Perfected Second Priority Liens Sample Clauses
Perfected Second Priority Liens. On the date hereof, the security interests granted pursuant to this Agreement (a) upon completion of the filings and other actions specified on Schedule 2 (which, in the case of all filings and other documents referred to on said Schedule required by the Indenture or the Purchase Agreement to be delivered by the date of this Agreement, have been so delivered to the Collateral Agent in completed and duly executed form) will constitute valid perfected security interests in all of the Collateral in favor of the Collateral Agent, for the ratable benefit of the Secured Parties, as collateral security for such Grantor’s Obligations, enforceable in accordance with the terms hereof against all creditors of such Grantor and any Persons purporting to purchase any such Collateral from such Grantor and (b) are prior to all other Liens on such Collateral in existence on the date of this Agreement except for Liens permitted by the Indenture, including Liens securing the Credit Agreement Obligations; provided, however, that additional filings in the United States Patent and Trademark Office and United States Copyright Office may be necessary with respect to the perfection of the Collateral Agent’s Lien in United States registrations and applications for Trademarks, Patents and Copyrights which are filed by, issued to, or acquired by Grantor after the date of this Agreement and, provided, further, that additional filings and/or other actions may be required to perfect the Collateral Agent’s Lien in Intellectual Property which is created under the laws of a jurisdiction outside the United States and (ii) additional filings, recordations or actions may be required with respect to other Specified Collateral.
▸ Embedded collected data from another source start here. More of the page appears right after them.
PR #3994, opened 2018-10-04
8122: enable use of auth script

ssbarnea:

- [x] Redmine Issue: https://redmine.pfsense.org/issues/8122
- [x] Ready for review

### DIFF
--- a/src/etc/inc/openvpn.inc
+++ b/src/etc/inc/openvpn.inc
@@ -1111,6 +1111,11 @@ function openvpn_reconfigure($mode, $settings) {
 			if (!($settings['auth_user'] && $settings['auth_pass'])) {
 				$userpass .= "\n";
 			}
+
+			// if auth_script is not empty, we use its output instead of user/pass
+			if ($settings['auth_script']) {
+				$userpass = shell_exec($settings['auth_script']);
+			}
 			file_put_contents($up_file, $userpass);
 		}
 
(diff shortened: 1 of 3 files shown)


ssbarnea:
@jim-p Yep, but these comments didn't make much sense because nobody can check if the body of a shell command exists, it does not make sense. 

Let me give you an example of body that chan be written there:
```
echo -n "foo"
seq -s '' 3
```
This is a perfect valid shell script, that would run and produce `foo123` output. What can you test about it? That echo and seq can be called? 

The user is free to put whatever he wants there and there is no way to assure that the commands are valid or if they exist. The same concern applies to cron entries as they could also contain any kind of commands inside and I am sure the pfsense doendn't do any kind of extra checking on them. If it would no it would clearly be wrong.

jim-p:
The biggest problems are:

1. It can't effectively work for OTP because it only updates the password when the config is synced, which does not happen on every reconnect of the VPN. The moment the connection gets bumped, it falls apart.
2. The fact that it gives the user a way to run a shell exec to an arbitrary script is a security concern.
3. The other concerns about the location and content of that script.

If you want to keep using it as a custom patch, feel free, but I don't see it being integrated.

OpenVPN itself needs this function internally so it can be called on each connect, it can't be solved properly with only config changes.

ssbarnea:
I asked on openvpn ticket and I will check with them, maybe a socket approach would work but I need further testing. Thanks.

PR #3998, opened 2018-10-07
Improved domain validation

NanoCaiordo:
- [x] Redmine Issue: https://redmine.pfsense.org/issues/9023
- [x] Ready for review


NanoCaiordo:
Hello Jim, none of both are in fact FQDN and so should fail but from what I just discovered this function does not check, despite it's name, for FQDN intended as host names, but if it also needs to validate primary domain and domain DNS name the entire approach would be different, but fqdn doesn't include primary domain.

I've just tested is_domain() from utils.inc and it seems to do what you need, but "_._" and "_test._com" returns true, not sure if intended or not.

I would need some additional clarifications about the each function scope to help further.

NanoCaiordo:
I've uploaded a text file comparing if_fqdn, is_domain and my last changes (not yet pulled), please let me know if something isn't right.

It doesn't check maximum string (should be 253) or group (63) length, it also doesn't check how many groups there are.

[is_fqdn.txt](https://github.com/pfsense/pfsense/files/2464624/is_fqdn.txt)

NanoCaiordo:
Requested changes were applied, cheers.

jim-p:
Looks OK now but it needs testing, and it should wait for 2.4.5, not be included in 2.4.4-pX.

Perfected Second Priority Liens. The security interests in the Revolving Lender Priority Collateral granted pursuant to this Agreement (a) upon completion of the filings and other actions specified on Schedule 4 (which, in the case of all filings and other documents referred to on such Schedule 4, have been delivered to the Administrative Agent in completed and duly executed form) will constitute valid perfected security interests in all of the Revolving Lender Priority Collateral in favor of the Administrative Agent, for the ratable benefit of the Secured Parties, as collateral security for such Grantor's Obligations, enforceable in accordance with the terms hereof against all creditors of such Grantor and any Persons purporting to purchase any Revolving Lender Priority Collateral from such Grantor and (b) are prior to all other Liens on the Revolving Lender Priority Collateral in existence on the date hereof except for (x) Liens securing the ABL Facility and (y) Liens permitted by the Loan Agreement which have priority over the Liens on the Revolving Lender Priority Collateral.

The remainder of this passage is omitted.